First single “Pharmacist” is a masterclass in indie rock…
"...a distinct emotional undertow, like a stirring dream that ends a little too soon" - The New York Times
“Pharmacist”
is overblown in all the right ways, with all the meticulously layered
noise growing into a thicket around Rankin’s tender nostalgia." - Pitchfork
"First
single and album opener “Pharmacist” might as well be the Big Bang,
exploding outward to form the beginnings of a new era of Alvvays." - Stereogum
"The
always-incredible Alvvays have returned after five long years with
“Pharmacist" — a gloriously fuzzed-out blast of energy that spells good
things for the band’s third album, Blue Rev. Drawing from the
high-energy, “Lollipop”/”Hey”/”Saved By A Waif” side of the band’s
catalog, it’s a very welcome, and pleasingly unexpected, comeback." -
Paper
"complete
with a frenetic and exciting guitar solo to cap off what can only be
described as a fantastic set-up for this long-awaited album cycle" - Uproxx
"From the sound of its jangly lead single, “Pharmacist,” it’s already looking to be a brilliant new page for the band" - Nylon
More on Blue Rev…
Alvvays never intended to take five years to finish their third album, the nervy joyride that is the compulsively lovable Blue Rev. In fact, the band began writing and cutting its first bits soon after releasing 2017’s Antisocialites,
that stunning sophomore record that confirmed the Toronto quintet’s
status atop a new generation of winning and whip-smart indie rock.
Global
lockdowns notwithstanding, circumstances both ordinary and entirely
unpredictable stunted those sessions. Alvvays toured more than expected,
a surefire interruption for a band that doesn’t write on the road. A
watchful thief then broke into singer Molly Rankin’s apartment and
swiped a recorder full of demos, one day before a basement flood nearly
ruined all the band’s gear. They subsequently lost a rhythm section and,
due to border closures, couldn’t rehearse for months with their
masterful new one, drummer Sheridan Riley and bassist Abbey Blackwell.
The songs of Blue Rev
thrive on immediacy and intricacy, so good on first listen that the
subsequent spins where you hear all the details are an inevitability.

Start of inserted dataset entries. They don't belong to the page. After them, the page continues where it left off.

PR #1512, opened 2023-11-21
[SDK-3938] Remove the existing plugins mechanism

### LINKED ISSUE #1492: Decide what to do about existing plugins mechanism in light of v2 modularisation
See [this question](https://github.com/ably/ably-js/issues/1210#issuecomment-1523764005) from a while ago, and @mattheworiordan’s more recent question [here](https://ably.atlassian.net/wiki/spaces/SDK/pages/2773221397/Ably+JS+v2?focusedCommentId=2773319736).

One thing that I’m not sure about — as things stand, the v2 modular version of the library is only for web. If we were to replace the `plugins` mechanism with modules, what would that mean for non-web platforms? Would they always come with delta encoding functionality? Or do we need to extend the modules mechanism to other platforms?

lawrence-forooghian:
This removes the `ClientOptions.plugins` mechanism and moves the Vcdiff functionality to a new tree-shakable `Vcdiff` module. See commit messages for more details.

Resolves #1492.


owenpearson (approved):
LGTM, nice 👍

This perfectly dovetailed sound stems from an unorthodox—and, for
Alvvays, wholly surprising—recording process, unlike anything they’ve
ever done. Alvvays are fans of fastidious demos, making maps of new
tunes so complete they might as well have topographical contour lines.
But
in October 2021, when they arrived at a Los Angeles studio with fellow
Canadian Shawn Everett, he urged them to forget the careful planning
they’d done and just play the stuff, straight to tape. On the second
day, they ripped through Blue Rev front-to-back
twice, pausing only 15 seconds between songs and only 30 minutes
between full album takes. And then, as Everett has done on recent albums
by The War on Drugs and Kacey Musgraves, he spent an obsessive amount
of time alongside Alvvays filling in the cracks, roughing up the
surfaces, and mixing the
results.
Every
element of Alvvays leveled up in the long interim between albums: Riley
is a classic dynamo of a drummer, with the power of a rock deity and
the finesse of a jazz pedigree. Their roommate, in-demand bassist
Blackwell, finds the center of a song and entrenches it. Keyboardist
Kerri MacLellan joined Rankin and guitarist Alec O’Hanley to write more
this time, reinforcing the band’s collective quest to break patterns
heard on their first two albums.
Alvvays’
self-titled debut, released when much of the band was still in its
early 20s, offered speculation about a distant future—marriage,
professionalism, interplanetary citizenship. Antisocialites
wrestled with the woes of the now, especially the anxieties of inching
toward adulthood. Named for the sugary alcoholic beverage Rankin and
MacLellan used to drink as teens on rural Cape Breton, Blue Rev
looks both back at that country past and forward at an uncertain world,
reckoning with what we lose whenever we make a choice about what we
want to become.
Sure,
it arrives a few years later than expected, but the answer for Alvvays
is actually simple: They’ve changed gradually, growing on Blue Rev into one of their generation’s most complete and riveting rock bands.